KÜLTÜR SANAT - 11 Ekim 2024 Cuma 12:18

Mudanya Mütarekesi’nin 102. yılı kutlandı

A
A
A
Mudanya Mütarekesi’nin 102. yılı kutlandı

Zaferle sonuçlanan Büyük Taarruzun ardından’ Türkiye Büyük Millet Meclisi’nin siyasi ve diplomatik alanda kazandığı ilk zafer olan, uluslararası alanda kabul gören Mudanya Mütarekesi’nin 102. yılı etkinliklerle kutlandı.

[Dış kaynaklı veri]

PR #2771, opened 2024-10-15
fix(provider): make react compiler happy

dai-shi:
If we were to follow eslint-react-compiler, should this be a solution?


grigorischristainas:
@dai-shi could this be a solution too ? 

```tsx
export const Provider = ({
  children,
  store,
}: {
  children?: ReactNode
  store?: Store
}): FunctionComponentElement<{ value: Store | undefined }> => {
  const [value] = useState(() => store || createStore())
  return createElement(StoreContext.Provider, { value }, children)
}
```

The `value` is stable across re-renders and is only created once per component lifecycle.

dai-shi:
Unfortunately not, because `store` can be changed after the initial render.

sienki-jenki:
```
export const Provider = ({
  children,
  store,
}: {
  children?: ReactNode
  store?: Store
}): FunctionComponentElement<{ value: Store | undefined }> => {
  const value = useMemo(() => ({ value : store ?? createStore() }) ,[store]);
  return createElement(StoreContext.Provider, value, children)
}
```

@dai-shi what about this one? value is stable, store can change, if not supplied it would fallback to createStore()

dai-shi:
It works for 99.9% use cases, but React docs told us that we shouldn't use `useMemo` as semantic guarantee.

dai-shi:
https://github.com/pmndrs/jotai/pull/3061/files#r2075165611

PR #2778, opened 2024-10-19
Throw error on `useAtom(undefined)` or `useAtom(null)`

kevinschaich:

Fixes #2777 

## Summary

`useAtom(undefined)` throws `Invalid value used as weak map key`

## Check List


src/react/useAtomValue.ts
```diff
@@ -113,6 +113,10 @@ export function useAtomValue<AtomType extends Atom<unknown>>(
 export function useAtomValue<Value>(atom: Atom<Value>, options?: Options) {
   const store = useStore(options)
 
+  if (atom === undefined || atom === null) {
```
dai-shi, line 116: Let's make this DEV-only:

```suggestion
  if (import.meta.env?.MODE !== 'production' && (atom === undefined || atom === null)) {
```

dai-shi: Maybe this is simpler:

```suggestion
  if (import.meta.env?.MODE !== 'production' && !atom) {
```

dai-shi: In case we want stricter check, this is possible:

```suggestion
  if (import.meta.env?.MODE !== 'production' && typeof atom?.read !== 'function') {
```

dai-shi (changes requested):
Thanks for opening up a PR.

Here are some suggestions.

kevinschaich:
Nice, I like the second one @dai-shi. Simple and won't break apps in production.

dai-shi (commented):
Thanks for the change.

I reviewed it again, and now wonder if this check should be in `store.ts`, because the issue isn't specific to hooks.

kevinschaich:
@dai-shi would that error get thrown in the place we expect are hitting the bug now if we move it?

If that's the preferred path forward I'd need more guidance on where specifically you'd like the check implemented

dai-shi:
I added two commits illustrating two ideas. Do they work as expected?

dai-shi:
@kevinschaich whenever you have time.

kevinschaich:
Hey @dai-shi, changes working as expected for me. I think this is OK to move forward with.

dai-shi (approved):
Thanks for confirming. Will merge it later.

PR #2790, opened 2024-10-31
fix(utils): make 'loadable' update immediate after resolve

e7h4n:
## Summary
This commit aims to update the Loadable state derived from `loadable` immediately after the Promise resolves.

The original code used the following approach to update the loadable cache, which resulted in a delay of one tick for the cache update:

```typescript
export function loadable<Value>(anAtom: Atom<Value>): Atom<Loadable<Value>> {
  return memo1(() => {
    // ...
    const derivedAtom = atom(
      (get, { setSelf }) => {
        get(refreshAtom);
        // ...
        promise
          .then(
              // ...
          )
          .finally(setSelf); // <---------- Note that here, .finally is applied to the Promise derived from .then(), not the original promise itself.
        // ...
      },
      (_get, set) => {
        set(refreshAtom, (c) => c + 1);
      },
    );
    // ...
    return atom((get) => get(derivedAtom));
  }, anAtom);
}
```

The use of `.finally` as shown above causes the following case to fail:

```typescript
const delayPromise = new Promise((r) => setTimeout(r, 10));
const store = createStore();
const asyncAtom = atom(delayPromise);
const loadableAtom = loadable(asyncAtom);

await store.get(asyncAtom);

expect(store.get(loadableAtom).state).toBe('hasData'); // <---- Error: it's still loading, although asyncAtom has been resolved.
```

To resolve this issue, `setSelf` needs to be executed within the `.then()` callback.

## Check List

- [x] Ran `pnpm run prettier` for formatting code and documentation.


src/vanilla/utils/loadable.ts
```diff
@@ -44,16 +44,17 @@ export function loadable<Value>(anAtom: Atom<Value>): Atom<Loadable<Value>> {
...
-            },
-            (error) => {
-              loadableCache.set(promise, { state: 'hasError', error })
-            },
-          )
-          .finally(setSelf)
+        promise.then(
+          (data) => {
+            loadableCache.set(promise, { state: 'hasData', data })
+            setSelf()
```
dai-shi, line 50: Yeah, this is good. We fixed store.ts as well in the past.

tests/vanilla/utils/loadable.test.ts
```diff
@@ -17,4 +17,22 @@ describe('loadable', () => {
       data: 'concrete',
     })
   })
+
+  it('should get the latest loadable state after the promise resolves', async () => {
+    const delayPromise = new Promise((r) => setTimeout(r, 10))
```
dai-shi, line 22: We don't rely on timers. Use `resolve` hack like other tests.

tests/vanilla/utils/loadable.test.ts
```diff
@@ -17,4 +17,22 @@ describe('loadable', () => {
...
+
+    expect(store.get(loadableAtom)).toEqual({
+      state: 'loading',
+    })
+
+    await store.get(asyncAtom)
+
+    expect(store.get(loadableAtom)).toEqual({
+      state: 'hasData',
+      data: undefined,
```
dai-shi, line 35: Maybe, it's more readable to have some value instead of `undefined`.

dai-shi (commented):
This is nice catch!

dai-shi (approved):
LGTM. I'll merge this when we prepare the next version.

PR #2794, opened 2024-11-01
fix(utils): make 'unwrap' update immediate after resolve

organize:

Identical to https://github.com/pmndrs/jotai/pull/2790, but for `unwrap`
This regression is from the change here: https://github.com/pmndrs/jotai/pull/2695

## Summary
 
When upgrading from 2.8.4 to 2.10.1, `unwrap` hangs in certain cases. I narrowed it down to atoms such as this one:

`atomWithDefault((get) => get(unwrap(anAsyncAtom)))`

Applying https://github.com/pmndrs/jotai/pull/2790 to `unwrap` fixes things.

Note that the recommended pattern for such atoms is to use two atoms:

```
const atomA = unwrap(anAsyncAtom);
const atomB = atomWithDefault((get) => get(atomA));
```

In this case, inlining `atomA` into `atomWithDefault` only works if `unwrap`'s default fallback is used, meaning the following code will hang:

`const atomB = atomWithDefault((get) => get(unwrap(anAsyncAtom, (prev) => prev ?? 'MAGIC_DEFAULT')));`

## Check List

### DIFF
--- a/src/vanilla/utils/unwrap.ts
+++ b/src/vanilla/utils/unwrap.ts
@@ -60,12 +60,16 @@ export function unwrap<Value, Args extends unknown[], Result, PendingValue>(
             return { v: promise as Awaited<Value> }
           }
           if (promise !== prev?.p) {
-            promise
-              .then(
-                (v) => promiseResultCache.set(promise, v as Awaited<Value>),
-                (e) => promiseErrorCache.set(promise, e),
-              )
-              .finally(setSelf)
+            promise.then(
+              (v) => {
+                promiseResultCache.set(promise, v as Awaited<Value>)
+                setSelf()
+              },
+              (e) => {
+                promiseErrorCache.set(promise, e)
+                setSelf()
+              },
+            )
           }
           if (promiseErrorCache.has(promise)) {
             throw promiseErrorCache.get(promise)
--- a/tests/vanilla/utils/unwrap.test.ts
+++ b/tests/vanilla/utils/unwrap.test.ts
@@ -137,4 +137,16 @@ describe('unwrap', () => {
     await new Promise((r) => setTimeout(r)) // wait for a tick
     expect(store.get(unwrap(asyncAtom))).toEqual('concrete')
   })
+
+  it('should get a fulfilled value after the promise resolves', async () => {
+    const store = createStore()
+    const asyncAtom = atom(Promise.resolve('concrete'))
+    const syncAtom = unwrap(asyncAtom)
+
+    expect(store.get(syncAtom)).toEqual(undefined)
+
+    await store.get(asyncAtom)
+
+    expect(store.get(syncAtom)).toEqual('concrete')
+  })
 })


src/vanilla/utils/unwrap.ts
```diff
@@ -35,6 +38,11 @@ export function unwrap<Value, Args extends unknown[], Result, PendingValue>(
   anAtom: WritableAtom<Value, Args, Result> | Atom<Value>,
   fallback: (prev?: Awaited<Value>) => PendingValue = defaultFallback as never,
 ) {
+  const stableFallback =
+    fallback === defaultFallback
+      ? fallback
+      : getStableFallback(fallback, anAtom)
```
dai-shi, line 44: This doesn't work for certain cases if we want dynamic callbacks.
Let's educate users to define callbacks outside component or use `useCallback`.

src/vanilla/utils/unwrap.ts
```diff
@@ -60,12 +68,16 @@ export function unwrap<Value, Args extends unknown[], Result, PendingValue>(
...
-            promise
-              .then(
-                (v) => promiseResultCache.set(promise, v as Awaited<Value>),
-                (e) => promiseErrorCache.set(promise, e),
-              )
-              .finally(setSelf)
+            promise.then(
+              (v) => {
+                promiseResultCache.set(promise, v as Awaited<Value>)
+                setSelf()
```
dai-shi, line 74: This is good.

dai-shi (changes requested):
Nice catch. Unfortunately the second one is not technically solvable as I understand.

src/vanilla/utils/unwrap.ts
organize: Alright, I can drop the commit. But could you elaborate just so I understand, what would be the use case? And is it something you would prefer to support over the one in my example above?

Thinking further, this definitely needs to be documented as a breaking change - a Jotai eslint plugin could be useful to disallow inline callbacks here if that's what you mean 🤔

dai-shi: Not a specific use case in mind, but the function can be anything and `prev => prev ?? DEFAULT` is only one use case.

It's not a change as I see it. Not only `unwrap`, but also `useAtomCallback` always expect stable selectors. It's kind of surprising inline callbacks worked in previous versions as it's not intended.

That said, because `atomWithDefault((get) => get(unwrap(anAsyncAtom, (prev) => prev ?? DEFAULT)))` worked previously by chance, it's better to document it for explicitly. Would you like to open another PR for doc improvement?

My recommendation is to separate it into two atoms:
```ts
const atomA = unwrap(anAsyncAtom, (prev) => prev ?? getSomeDefaultValueThatMayChange());
const atomB = atomWithDefault((get) => get(atomA));
```

organize: That's fair, thank you. I can make another PR to update the documentation. I'll drop the commit now.

dai-shi (commented):
The code diff looks good to me.
Please check CI errors and update the PR description.

dai-shi (approved):
Will merge it next week.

Mudanya Mütarekesi’nin imzalanmasının 102’inci yılı Mütareke meydanında saygı duruşu ve İstiklal Marşının okunmasıyla başladı. Mudanya Belediye Başkanı Deniz Dalgıç, 102 yıllık barışa ev sahipliği yapmaktan dolayı duyduğu mutluluğu dile getirdi. Dalgıç, “Cumhuriyet değerlerinin coşkuyla yaşandığı Mudanya’da barış ve kardeşliğe atılan imzayı 102 yıl sonra hep birlikte kutluyoruz. Çanakkale’de Yüzlerce şehit verip kazandığımız zafere rağmen yin düşman işgaline uğradık. Çünkü bu zaferi onaylayacak imzalarımız yoktu. Bu sebeple Mudanya’da Gerçekleşen ve 9 gün boyunca süren Mütarekeler sonunda zaferimizi tescil ettirerek yurdumuzda barışa giden yolu açmış olduk. Üstelik atılan bu imzalar 1. Dünya savaşının sona erdirilmesine sebep olduğundan Dünyada da barışı sağlamış olmanın zaferini ve haklı gururunu yaşadık. 102 yıl önce Mudanya Mütarekesi ile atılan barış ve kardeşlik imzasının ışığında, bugünden geleceğe, bizlere bu aziz vatanı emanet eden başta Ulu Önderimiz Mustafa Kemal Atatürk olmak üzere, büyük bir diplomasi zaferine imza atan İsmet İnönü’ye, sonsuz şükranlarımızı sunuyoruz. Onların bıraktığı emanetleri canımız pahasına koruyacağımıza söz veriyoruz. Türkiye Cumhuriyeti’ni ilelebet yaşatacağız” diye konuştu.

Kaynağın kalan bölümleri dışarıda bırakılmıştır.